PROBLEM TO SOLVE: Copy every line of the records below where the word "present" occurs.
PROVIDED RECORDS Start Marker
PR #5103, opened 2026-04-09
fix: hoist ES module import statements to top of generated JS

guybedford:
The generated JS output previously had `import` declarations scattered across three locations: the JS import header near the top, wasm `import * as` statements mid-file, and wasm loading imports (like `import source` or `import { readFileSync }`) at the bottom.

While ES engines hoist imports semantically, having them scattered makes output harder to read and can trip up tooling that expects imports at the top of the file.

This adds a `hoist_es_imports()` post-processing step in `finalize()` that collects all `import` lines and emits them together at the top of the file, right after the `@ts-self-types` directive when present. It runs for all ES module output modes (Module, Web, Deno, Node ESM, Bundler).

Before:
```js
/* @ts-self-types="./foo.d.ts" */
import { default as _default } from 'import_class.js';

export function exported() { ... }
import * as import1 from "imports.js"

function __wbg_get_imports() { ... }
...
import source wasmModule from "./foo_bg.wasm";
const wasmInstance = new WebAssembly.Instance(wasmModule, __wbg_get_imports());
```

After:
```js
/* @ts-self-types="./foo.d.ts" */
import { default as _default } from 'import_class.js';
import * as import1 from "imports.js"
import source wasmModule from "./foo_bg.wasm";

export function exported() { ... }

function __wbg_get_imports() { ... }
...
const wasmInstance = new WebAssembly.Instance(wasmModule, __wbg_get_imports());
```

All 45 reference tests pass, plus the cli-support unit tests. Snapshot updates are included via `BLESS=1`.

### DIFF
--- a/crates/cli-support/src/js/mod.rs
+++ b/crates/cli-support/src/js/mod.rs
@@ -41,6 +41,10 @@ macro_rules! region {
 
 pub struct Context<'a> {
     globals: String,
+    /// ES module `import` statements collected during codegen, emitted at the
+    /// top of the output in `finalize()`. In bundler mode these go into the
+    /// `_bg.js` file; the bundler entry file has its own hardcoded imports.
+    es_module_imports: String,
     intrinsics: Option<BTreeMap<Cow<'static, str>, Cow<'static, str>>>,
     emscripten_library: String,
     imports_post: String,
@@ -224,6 +228,7 @@ impl<'a> Context<'a> {
     ) -> Result<Context<'a>, Error> {
         Ok(Context {
             globals: String::new(),
+            es_module_imports: String::new(),
             intrinsics: Some(Default::default()),
             imports_post: String::new(),
             export_name_list: Vec::new(),
@@ -465,10 +470,7 @@ impl<'a> Context<'a> {
         }
 
         if !self.js_imports.is_empty() {
-            region!(self, "js imports", {
-                let imports = self.js_import_header()?;
-                self.globals.push_str(&imports);
-            });
+            self.js_import_header()?;
         }
 
         if !self.exports.is_empty() {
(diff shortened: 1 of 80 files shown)


crates/cli-support/src/js/mod.rs
```diff
@@ -5890,3 +5894,54 @@ impl fmt::Display for MemView {
...
+
+/// Hoists all ES module `import` declarations to the top of the generated JS,
+/// placed right after the `@ts-self-types` directive if present.
+fn hoist_es_imports(js: &str) -> String {
+    let lines: Vec<&str> = js.lines().collect();
+    let mut imports = Vec::new();
+    let mut rest = Vec::new();
+
+    for &line in &lines {
+        if line.trim_start().starts_with("import ") {
```
hoodmane: It's in principle possible for the line to be a dynamic import eg `import ("something").then(...)`

crates/cli-support/src/js/mod.rs
```diff
@@ -5890,3 +5894,54 @@ impl fmt::Display for MemView {
...
+        return js.to_string();
+    }
+
+    let mut result = String::with_capacity(js.len());
+
+    // Only the @ts-self-types directive should precede imports
+    let has_directive = rest
+        .first()
+        .is_some_and(|l| l.trim().starts_with("/* @ts-self-types"));
+    let directive_count = usize::from(has_directive);
```
hoodmane: Is this 0 or 1? `count` is a funny way to call a variable that's either 0 or 1.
PROVIDED RECORDS End Marker
YOUR RESPONSE:
This adds a `hoist_es_imports()` post-processing step in `finalize()` that collects all `import` lines and emits them together at the top of the file, right after the `@ts-self-types` directive when present. It runs for all ES module output modes (Module, Web, Deno, Node ESM, Bundler).
+/// placed right after the `@ts-self-types` directive if present.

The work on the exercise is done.